* _Your objective_
As the answer, give every line of the records that includes the word "yaml".

=== Section Start ===

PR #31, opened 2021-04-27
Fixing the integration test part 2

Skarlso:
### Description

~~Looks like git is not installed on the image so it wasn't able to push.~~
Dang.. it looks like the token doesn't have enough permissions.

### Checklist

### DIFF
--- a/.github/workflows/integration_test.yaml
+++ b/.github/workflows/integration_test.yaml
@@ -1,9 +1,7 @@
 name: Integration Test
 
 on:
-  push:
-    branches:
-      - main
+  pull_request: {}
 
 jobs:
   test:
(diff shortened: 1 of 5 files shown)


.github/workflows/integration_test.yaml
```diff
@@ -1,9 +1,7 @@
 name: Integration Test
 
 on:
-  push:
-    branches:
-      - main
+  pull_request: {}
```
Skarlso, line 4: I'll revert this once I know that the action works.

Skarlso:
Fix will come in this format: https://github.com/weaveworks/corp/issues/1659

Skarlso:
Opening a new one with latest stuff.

=== Section End ===

* _Answer to this task_
--- a/.github/workflows/integration_test.yaml
+++ b/.github/workflows/integration_test.yaml
.github/workflows/integration_test.yaml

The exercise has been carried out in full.